SUBMITTED TO:MANDEEP SINGH

SUMITTED BY: - SANTOSH KUMAR ROLL NO:RD2802A02

REG NO:-10806856 B.TECH IT

COMPUTER HARDWARE
Your PC (Personal Computer) is a system, consisting of many components. Some of those components, like Windows XP, and all your other programs, are software. The stuff you can actually see and touch, and would likely break if you threw it out a fifth-story window, is hardware.

The system unit is the actual computer; everything else is called a peripheral device. Your computer's system unit probably has at least one floppy disk drive, and one CD or DVD drive, into which you can insert floppy disks and CDs. There's another disk drive, called the hard disk inside the system unit, as shown in Figure . You can't remove that disk, or even see it. But it's there.
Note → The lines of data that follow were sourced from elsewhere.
PR #341, opened 2022-05-31
Add fal-dagster module

mederka:
Lives inside python_modules subdirectory

Is it's own package

We should implement separate workflows for testing and publishing this


mederka:
I think we can shelf this for now

PR #342, opened 2022-05-31
Add duck db support and integration tests

turbo1912:


tests/mock/mockProfile/profiles.yml
```diff
@@ -29,3 +29,9 @@ fal_test:
       dbname: test
       schema: dbt_fal
       threads: 4
+
+duckdb_dbt_project:
+  outputs:
+    default:
+      type: duckdb
+      path: /Users/gorkemyurtseven/dev/duck_db_database/db.duckdb
```
mederka, line 37: Do we need `db.duckdb` committed?

Also, need to fix the path.

tests/test_cli.py
```diff
@@ -7,7 +7,8 @@
 import re
 
 profiles_dir = os.path.join(Path.cwd(), "tests/mock/mockProfile")
-project_dir = os.path.join(Path.cwd(), "tests/mock")
+# project_dir = os.path.join(Path.cwd(), "tests/mock")
+project_dir = "/Users/gorkemyurtseven/dev/duck_db_project/duckdb_dbt_project"
```
mederka, line 11: 🤨

mederka (changes requested):
So it works almost "out-of-the-box"? Awesome!

tests/test_cli.py
turbo1912: i was just running the tests sorry not ready for review!

src/faldbt/lib.py
```diff
@@ -375,6 +375,10 @@ def _alchemy_engine(adapter: SQLAdapter, database: Optional[str]):
         url_string = f"bigquery://{database}"
     if adapter.type() == "postgres":
         url_string = "postgresql://"
+
+    if adapter.type() == "duckdb":
+        url_string = "duckdb://"
+
```
chamini2, line 381: this is not necessary, by default we do 
```
url_string = f"{adapter.type()}://"
```

.github/workflows/test_profiles.yml
```diff
@@ -33,6 +33,11 @@ jobs:
         working-directory: integration_tests
         run: pip install behave
 
+      - name: Install duckdb
+        working-directory: integration_tests
+        if: matrix.profile == 'duckdb'
+        run: pip install duckdb
```
chamini2, line 39: if fal installs `duckdb-engine`, do we need this?

chamini2 (changes requested):

.github/workflows/test_profiles.yml
```diff
@@ -65,6 +70,8 @@ jobs:
           SF_DATABASE: ${{ secrets.SF_DATABASE }}
           SF_WAREHOUSE: ${{ secrets.SF_WAREHOUSE }}
           SF_SCHEMA: ${{ secrets.SF_SCHEMA }}
+          # Duckdb
+          DB_PATH: ${{ github.workspace }}/temp/duck.db
```
chamini2, line 74: if we remove the `/temp` part we can remove the `mkdir temp` step right? Can we do that?

chamini2 (approved):
Great! Just one idea to consider

.github/workflows/test_profiles.yml
turbo1912: yea simpler

PR #346, opened 2022-06-02
tests: Add prefix to alias of integration test projects

chamini2:
One of the BigQuery integration test problems was that we had more than one project using the same table names. This meant that fal tried to replace a view with a table or vice-versa and BigQuery would reject it.

With this new `generate_alias_name` macro for all projects, all tables will be prefixed with the unique identifier. Making them not overlap with one another.

*****

Maybe we should use https://docs.getdbt.com/reference/dbt-jinja-functions/project_name instead of a var `prefix`?

<details>
closes FEA-125
</details>


chamini2:
Now tables are like:

```
1 of 5 START view model dbt_fal.001_s_model_c .................................. [RUN]
2 of 5 START table model dbt_fal.001_zendesk_ticket_data ....................... [RUN]
2 of 5 OK created table model dbt_fal.001_zendesk_ticket_data .................. [SELECT 10 in 0.14s]
1 of 5 OK created view model dbt_fal.001_s_model_c ............................. [CREATE VIEW in 0.14s]
3 of 5 START view model dbt_fal.001_intermediate_model_1 ....................... [RUN]
3 of 5 OK created view model dbt_fal.001_intermediate_model_1 .................. [CREATE VIEW in 0.04s]
4 of 5 START view model dbt_fal.001_intermediate_model_2 ....................... [RUN]
4 of 5 OK created view model dbt_fal.001_intermediate_model_2 .................. [CREATE VIEW in 0.04s]
5 of 5 START view model dbt_fal.001_intermediate_model_3 ....................... [RUN]
5 of 5 OK created view model dbt_fal.001_intermediate_model_3 .................. [CREATE VIEW in 0.05s]
Finished running 1 table model, 4 view models in 0.46s.
```

chamini2:
> Maybe we should use https://docs.getdbt.com/reference/dbt-jinja-functions/project_name instead of a var `prefix`?

I did it. 

Also, what do you guys think of the whole symlink to `default` project?

PR #348, opened 2022-06-03
feat: make source test data available in context

### LINKED ISSUE #336: Support source status and test results in run context
**Context**
fal provides information about model transformation status and their tests, but not for source tests. That prevents a use case of, for example, notifying all the failures in a `dbt build` command.

Ability to access source test results in the `context` of a `fal run`.

Directly parsing manifest files (not a good option considering all `fal` can do).

mederka:
`list_sources` now returns a list of `DbtSource` objects that have a `tests` property and a `status` property.

Closes #336 

closes fea-109

### DIFF
--- a/integration_tests/projects/005_functions_and_variables/fal_scripts/write_to_source_twice.py
+++ b/integration_tests/projects/005_functions_and_variables/fal_scripts/write_to_source_twice.py
@@ -19,6 +19,20 @@ write_to_source(df, "results", "some_source", mode="append")
 source_size = len(source("results", "some_source"))
 output += f"source size {source_size}\n"
 
+for source in list_sources():
+    output += (
+        f"source {source.name} has {len(source.tests)} tests,"
+        f" source status is {source.status},"
+        f" source has {len(source.tests)} tests\n"
+    )
+
+for model in list_models():
+    output += (
+        f"model {model.name} has {len(model.tests)} tests,"
+        f" model status is {model.status},"
+        f" model has {len(model.tests)} tests\n"
+    )
+
 path = reduce(
     os.path.join, [os.environ["temp_dir"], model_name + ".write_to_source_twice.txt"]
 )
--- a/integration_tests/projects/005_functions_and_variables/fal_scripts/write_to_source_twice.py
+++ b/integration_tests/projects/005_functions_and_variables/fal_scripts/write_to_source_twice.py
@@ -22,15 +22,13 @@ output += f"source size {source_size}\n"
 for source in list_sources():
     output += (
         f"source {source.name} has {len(source.tests)} tests,"
-        f" source status is {source.status},"
-        f" source has {len(source.tests)} tests\n"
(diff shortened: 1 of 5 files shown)


integration_tests/projects/005_functions_and_variables/fal_scripts/write_to_source_twice.py
```diff
@@ -19,6 +19,20 @@
...
+        f"source {source.name} has {len(source.tests)} tests,"
+        f" source status is {source.status},"
+        f" source has {len(source.tests)} tests\n"
+    )
+
+for model in list_models():
+    output += (
+        f"model {model.name} has {len(model.tests)} tests,"
+        f" model status is {model.status},"
+        f" model has {len(model.tests)} tests\n"
```
chamini2, line 33: `has {len(model.tests)} tests` happens twice?

src/faldbt/project.py
```diff
@@ -66,16 +73,22 @@ def __post_init__(self):
...
 @dataclass
-class DbtModel:
+class DbtModel(_DbtNode):
     node: ParsedModelNode
-    name: str = field(init=False)
     meta: Dict[str, Any] = field(init=False)
-    status: NodeStatus = field(init=False)
     columns: Dict[str, Any] = field(init=False)
     tests: List[DbtTest] = field(init=False)
     python_model: Optional[Path] = field(init=False)
```
chamini2, line 94: can you add `unique_id` here?

src/faldbt/project.py
```diff
@@ -634,32 +640,40 @@ def _firestore_dict_to_document(data: Dict, key_column: str):
...
     run_results: DbtRunResult, manifest: DbtManifest, generated_models: Dict[str, Path]
 ):
     models = manifest.get_models()
     tests = manifest.get_tests()
+    sources = [
+        DbtSource(
+            name=source.source_name, table_name=source.name, unique_id=source.unique_id
+        )
+        for source in manifest.get_sources()
+    ]
```
chamini2, line 653: What about receiving a source object directly instead of only the parts we need? 
```suggestion
    sources = [DbtSource(source) for source in manifest.get_sources()]
```

chamini2 (changes requested):
We need tests for this

src/faldbt/project.py
```diff
@@ -42,12 +42,19 @@ class FalGeneralException(Exception):
 
 
 @dataclass
-class DbtTest:
-    node: Any
+class _DbtNode:
```
burkaygur, line 45: Is class names with _ common practice?

mederka: i've seen a couple times. It's a way to communicate that a class is not to be imported anywhere else.

src/faldbt/project.py
mederka: We will do a separate refactor where we will re-evaluate use of dataclasses in this file

chamini2 (approved):

PR #352, opened 2022-06-07
refactor: remove unnecessary use of dataclasses in project.py

mederka:


isidentical:
Just for catching up on this: is there a particular reason to move away from dataclasses?

src/faldbt/project.py
```diff
@@ -74,27 +71,30 @@ def __post_init__(self):
...
-    unique_id: str = field(init=False)
-
-    def __post_init__(self):
+    """Holds dbt node information."""
+
+    def __init__(self, node: ParsedModelNode):
+        """Initialize DbtModel with name, status and node."""
+        self.node = node
+
         node = self.node
```
chamini2, line 98: you can remove this line now.

src/faldbt/project.py
```diff
@@ -74,27 +71,30 @@ def __post_init__(self):
...
 
         self.name = node.name
```
chamini2, line 100: What about using

```py
@property
def name(self):
  return self.node.name
```
for these kind of properties?

src/faldbt/project.py
```diff
@@ -41,23 +40,21 @@ class FalGeneralException(Exception):
...
-@dataclass
 class DbtTest(_DbtNode):
-    node: Any
-    model: str = field(init=False)
-    column: str = field(init=False)
+    """Holds dbt test information."""
 
-    def __post_init__(self):
-        node = self.node
+    def __init__(self, node: Any):
```
chamini2, line 55: Shouldn't we be doing?
```py
super().__init__(node.name, node.status)
```

src/faldbt/project.py
```diff
@@ -74,27 +71,30 @@ def __post_init__(self):
...
-    unique_id: str = field()
-    tests: List[DbtTest] = field(init=False)
+    """Holds dbt source information."""
+
+    def __init__(
+        self,
+        name: str,
+        table_name: str,
+        unique_id: str,
+    ):
```
chamini2, line 82: In `DbtTest` we are receiving a `node` arg and then getting all the information needed from it. Should we have the same approach in both classes and receive a `node` here?

Maybe we should consider the same for `_DbtNode`

src/faldbt/project.py
```diff
@@ -163,9 +163,9 @@ def get_sources(self) -> List[ParsedSourceDefinition]:
         return list(self.nativeManifest.sources.values())
 
 
-@dataclass(init=False)
 class DbtRunResult:
-    nativeRunResult: Optional[RunResultsArtifact]
+    """Holds dbt run result information."""
+
     results: Sequence[RunResultOutput]
```
chamini2, line 169: Should we remove this one too?

src/faldbt/project.py
```diff
@@ -163,9 +163,9 @@ def get_sources(self) -> List[ParsedSourceDefinition]:
         return list(self.nativeManifest.sources.values())
 
 
-@dataclass(init=False)
 class DbtRunResult:
-    nativeRunResult: Optional[RunResultsArtifact]
```
chamini2, line 168: Are we losing autocomplete by removing these?

src/faldbt/project.py
isidentical: I think that would be a nice solution as well (if it is viable). If we receive the `node` in all `_DbtNode` subclasses, then we can safely use a dataclass in the `_DbtNode` that takes a single argument (and extracts name etc.) and in each subclass we can do the additional computations in the `__post_init__` (and take additional arguments now, since they wont conflict). This way we don't loose any benefits of the dataclasses (e.g., the auto-generated repr & auto-completion support for various editors) and at the same time keep the code tidier. Though not sure there are any other things that might block this.

mederka: I like @isidentical's suggestion. See updated code.

src/faldbt/project.py
mederka: It's back to being a dataclass, because of the auto-generated __repr__ function.

src/faldbt/project.py
mederka: Not in my editor, but this depends on which language server you're using. Should keep an eye on it.

src/faldbt/project.py
```diff
@@ -71,46 +76,54 @@ def __post_init__(self):
...
-    tests: List[DbtTest] = field(init=False)
+    tests: List[DbtTest] = field(init=False, default_factory=list)
+    status: str = field(init=False, default=None)
 
-    def __post_init__(self):
-        self.tests = []
+    def __repr__(self):
+        attrs = ["name", "tests", "status"]
+        props = ", ".join([f"{item}={repr(getattr(self, item))}" for item in attrs])
+        return f"DbtSource({props})"
```
isidentical, line 90: I think this will be auto-generated, even with `init=False` if I am not missing something.

chamini2: It does not work for `@property` functions

src/faldbt/project.py
```diff
@@ -71,46 +76,54 @@ def __post_init__(self):
...
+                logger.warn(f"Non-generic test was not processed: {node.name}")
 
 
 @dataclass
 class DbtSource(_DbtNode):
-    name: str = field()
-    table_name: str = field()
-    unique_id: str = field()
-    tests: List[DbtTest] = field(init=False)
+    tests: List[DbtTest] = field(init=False, default_factory=list)
```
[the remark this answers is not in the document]
chamini2: We have a weird initialization that happens outside of the class: https://github.com/fal-ai/fal/blob/main/src/faldbt/project.py#L701

This should be improved, but we thought it was outside the scope of this PR.

src/faldbt/project.py
isidentical: Makes sense, didn't think about the `property`.

isidentical (approved):
Amazing work! (thanks @chamini2 for the explanations as well)

src/faldbt/project.py
```diff
@@ -71,46 +76,54 @@ def __post_init__(self):
...
 @dataclass
 class DbtModel(_DbtNode):
-    node: ParsedModelNode
-    meta: Dict[str, Any] = field(init=False)
-    columns: Dict[str, Any] = field(init=False)
-    tests: List[DbtTest] = field(init=False)
-    python_model: Optional[Path] = field(init=False)
-    unique_id: str = field(init=False)
+    tests: List[DbtTest] = field(init=False, default_factory=list)
+    python_model: Optional[Path] = field(init=False, default=None, repr=False)
```
chamini2, line 104: you can remove the `repr` since we define `__repr__`.

mederka:
Thank you, @chamini2 and @isidentical, for your help here 💪 

I will be merging this once the tests succeed.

And everything that's currently "in your computer" is actually stored on that hard disk.

The floppy drive and CD drive are often referred to as drives with removable media or removable drives for short, because you can remove whatever disk is currently in the drive, and replace it with another. Your computer's hard disk can store as much information as tens of thousands of floppy disks, so don't worry about running out of space on your hard disk any time soon. As a rule, you want to store everything you create or download on your hard disk. Use the floppy disks and CDs to send copies of files through the mail, or to make backup copies of important items.
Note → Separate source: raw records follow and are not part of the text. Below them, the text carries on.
PR #353, opened 2022-06-07
feat: add support for using the set intersection operator on selectors

isidentical:
Implements the [set intersection operator](https://docs.getdbt.com/reference/node-selection/set-operators#intersections) for selectors.

### DIFF
--- a/integration_tests/features/flow_run_middle_nodes.feature
+++ b/integration_tests/features/flow_run_middle_nodes.feature
@@ -41,3 +41,42 @@ Feature: `flow run` command with py nodes in the middle
       | middle_2.middle_script.py |
     And the script middle_2.middle_script.py output file has the lines:
       | Status: skipped |
+
+  Scenario: fal flow run command with set intersection selector
+    Given the project 008_pure_python_models
+    When the data is seeded
+
+    When the following command is invoked:
+      """
+      fal flow run --profiles-dir $profilesDir --project-dir $baseDir --experimental-models
+      """
+    And the following command is invoked:
+      """
+      fal flow run --profiles-dir $profilesDir --project-dir $baseDir --select model_a+,model_c+ --experimental-models
+      """
+    Then the following models are calculated:
+      | model_d |
+    And the following scripts are ran:
+      | model_c.after.py | model_e.after.py |
+
+  Scenario: fal flow run command with triple intersection selectors on parents
+    When the following command is invoked:
+      """
+      fal flow run --profiles-dir $profilesDir --project-dir $baseDir --select +customers,+orders_forecast,+orders
+      """
+    Then the following models are calculated:
+      | stg_orders | stg_payments |
+
+  Scenario: fal flow run command with intersection and union mixed
+    When the following command is invoked:
+      """
+      fal flow run --profiles-dir $profilesDir --project-dir $baseDir --select +customers +middle_script.py
+      """
+    And the following command is invoked:
+      """
+      fal flow run --profiles-dir $profilesDir --project-dir $baseDir --select stg_customers+,stg_orders+,stg_payments+ middle_script.py
+      """
+    Then the following models are calculated:
+      | customers |
+    Then the following scripts are ran:
+      | middle_2.middle_script.py |
--- a/src/fal/cli/selectors.py
+++ b/src/fal/cli/selectors.py
@@ -1,6 +1,6 @@
 from dataclasses import dataclass
 import re
-from typing import List, Optional, Union
+from typing import List, Optional, Union, Iterator
 from fal.node_graph import NodeGraph
 from faldbt.project import CompileArgs, FalDbt
 from dbt.task.compile import CompileTask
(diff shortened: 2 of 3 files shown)


src/fal/cli/selectors.py
```diff
@@ -234,6 +244,8 @@ def depth(self, selector: str) -> Optional[int]:
 OP_PARENTS = SelectorGraphOpDepth(re.compile("^(?P<depth>\\d*)\\+(?P<rest>.*)"))
 OP_CHILDREN = SelectorGraphOpDepth(re.compile("(?P<rest>.*)\\+(?P<depth>\\d*)$"))
 
+# Logic based set operators
+SET_INTERSECTION = SetOperator(",")
```
mederka, line 248: Might be a silly question, but why do we need a class if we only instantiate it once?

integration_tests/features/flow_run_middle_nodes.feature
```diff
@@ -41,3 +41,20 @@ Feature: `flow run` command with py nodes in the middle
...
+    Given the project 008_pure_python_models
+    When the data is seeded
+
+    When the following command is invoked:
+      """
+      fal flow run --profiles-dir $profilesDir --project-dir $baseDir --experimental-models
+      """
+    And the following command is invoked:
+      """
+      fal flow run --profiles-dir $profilesDir --project-dir $baseDir --select model_a+,model_c+ --experimental-models
```
mederka, line 55: Can we have a more explicit example of an intersection? Say we had dag like this:

```
          model_c
        /
model_a
        \
	  model_d
	/
model_b
        \
  	  model_e
```
in which case `fal flow run --select model_a+,model_b+` would only run model d and not c and e.

mederka (commented):
Congrats on your first PR @isidentical !

The implementation is very clear and tidy 👏 

I just have a comment about tests and a small question. See below.

src/fal/cli/selectors.py
isidentical: Right, I should have cleared it a bit more. Currently `fal` does not support using a space-delimited *single* string as an argument to `--select` (it interprets the whole thing [up to the `+`] as one):

```
$ temp_dir=/tmp/fal fal flow run --profiles-dir ../ --experimental-models --select "model_a+ model_c+"
...
networkx.exception.NetworkXError: The node model.fal_008.model_a+ model_c is not in the graph.
```

This is supported by `dbt run`, so I left an open door to extend this operation, and we could probably add a `SET_UNION` in the future with using this class to represent what each separator token (space => `set.union`, comma => `set.intersection`) would correspond to.

```
SET_UNION = SetOperator(" ", action=set.union)
SET_INTERSECTION = SetOperator(",", action=set.intersection)
```

Though I can simply do it in the simple way now, and change in the following PRs (if we decide to fix this bug). WDYT?

integration_tests/features/flow_run_middle_nodes.feature
isidentical: I'll look for a similiar DAG from the existing projects, and add a test for that one too. Thanks!

src/fal/cli/selectors.py
mederka: Thanks for the clarification. I don't have a strong opinion either way, so, my vote would be to keep the class definition.

src/fal/cli/selectors.py
```diff
@@ -66,36 +66,16 @@ def _filter_node_ids(
...
-                output.extend(ids)
+    for selector in selected_nodes:
+        selector_plans = map(
+            lambda sub_selector: SelectorPlan(sub_selector, unique_ids, fal_dbt),
+            SET_INTERSECTION.separate(selector),
+        )
+        selector_outputs = map(
+            lambda plan: set(plan.execute(nodeGraph)), selector_plans
+        )
+        output.extend(set.intersection(*selector_outputs))
```
chamini2, line 78: This looks way cleaner 👏

src/fal/cli/selectors.py
chamini2: So `argparse` does the `SetOperator(" ")` for us and we define `SetOperator(",")`. But how would you do the `action=...` behavior if we don't really have control on applying `SetOperator(" ")`. Would you `join` them?

chamini2: So `argparse` does the `SetOperator(" ")` for us and we define `SetOperator(",")`. But how would you do the `action=...` behavior if we don't really have control on applying `SetOperator(" ")`. Would you `join` them?

isidentical: > So argparse does the SetOperator(" ") for us and we define SetOperator(","). But how would you do the action=... behavior if we don't really have control on applying SetOperator(" "). Would you join them?

We have 2 different cases:
```bash
$ fal flow run --select foo bar
$ fal flow run --select "monty python" eggs "benedict,spam" 
```

Both of them are currently handled by the argparse, and they are parsed like this (by argparse):

```py
["foo", "bar"]
['"monty python", "eggs", '"benedict,spam"']
```

The first case looks perfectly fine, but on the second case (focusing on the initial result, `"monty python"`) we need a second round of splitting. We probably have 2 options:

A) (As you said) Join them all (since the actual argparse splitting behavior is necessary to capture all arguments after select) and split it afters
B) Iterate them, and split each individual item on that list once more. If there are no more spaces in them (like `eggs`), we'll do nothing. But if there are spaces in individual items, we'll split them by space and process them as usual (check for comma etc.)

The first method seems to be a bit complicated, due to the precedence problems (like which thing belongs to which group might be confusing). Though take all of these with a grain of salt, I haven't take a stab at the implementation of this problem yet. But in either way, I think the approach of using `SetOperator` works perfectly fine.

src/fal/cli/selectors.py
isidentical: Thanks!

mederka (approved):
Awesome! Thanks for looking into the tests, @isidentical!

turbo1912:
> Congrats on your first PR @isidentical !

First PR 🎉 😇

integration_tests/features/flow_run_middle_nodes.feature
```diff
@@ -41,3 +41,42 @@ Feature: `flow run` command with py nodes in the middle
       | middle_2.middle_script.py |
     And the script middle_2.middle_script.py output file has the lines:
       | Status: skipped |
+
+  Scenario: fal flow run command with set intersection selector
+    Given the project 008_pure_python_models
+    When the data is seeded
```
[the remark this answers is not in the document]
isidentical: This feature seeds `002_jaffle_store` as its background, but this test in particular uses `008_pure_python_models` so I have to change the context manually on this.

chamini2 (approved):
This is great!

turbo1912 (approved):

Random Access Memory (RAM)


There's too much "stuff" on your computer's hard disk to use it all at the same time. During the average session sitting at the computer, you'll probably use only a small amount of all that's available. The stuff you're working with at any given moment is stored in random access memory (often abbreviated RAM,

and often called simply "memory"). The advantage using RAM to store whatever you're working on at the moment is that RAM is very fast. Much faster than any disk. For you, "fast" translates to less time waiting and more time being productive. So if RAM is so fast, why not put everything in it? Why have a hard disk at all? The answer to that lies in the fact that RAM is volatile. As soon as the computer is shut off, whether intentionally or by an accidental power outage, every thing in RAM disappears, just as quickly as a light bulb goes out when the plug is pulled. So you don't want to rely on RAM to hold everything. A disk, on the other hand, holds its information whether the power is on or off.

The Hard Disk


All of the information that's "in your computer", so to speak, is stored on your computer's hard disk. You never see that actual hard disk because it's sealed inside a special housing and needs to stay that way. Unlike RAM, which is volatile, the hard disk can hold information forever -- with or without electricity. Most modern hard disks have tens of billions of bytes of storage space on them. Which, in English, means that you can create, save, and download files for months or years without using up all the storage space it provides. In the unlikely event that you do manage to fill up your hard disk, Windows will start showing a little message on the screen that reads "You are running low on disk space" well in advance of any problems. In fact, if that message appears, it won't until you're down to about 800 MB of free space. And 800 MB of empty space is equal to about 600 blank floppy disks. That's still plenty of room!

Floppy Disk Drive

The FDD installs in one of the external drive bays at the front of the PC case and is secured by machine screws. External means you can access the drive from the outside. It is powered by a cable with a 4-pin connector that comes from the power supply. It transfers data to and from the motherboard by means of a 34 pin ribbon cable. It stores data magnetically on a removable floppy disk. A pickup arm in the drive floats above the disk surface. The arm moves rapidly back and forth across the disk surface as a small magnetic sensor at the end ofthe arm reads and writes data on the rotating disk surface. Floppy disks hold 1.44 Mbytes, which at one time was a large amount of data. Today many programs and files are much larger than this. In spite of being surpassed in size by CD and DVD, floppy drives are still found on many newer PCs.

The Mouse
Obviously you know how to use your mouse, since you must have used it to get here. But let's take a look at the facts and buzzwords anyway. Your mouse probably has at least two buttons on it. The button on the left is called the primary mouse button, the button on the right is called the secondary mouse button or just the right mouse button. I'll just refer to them as the left and right mouse buttons.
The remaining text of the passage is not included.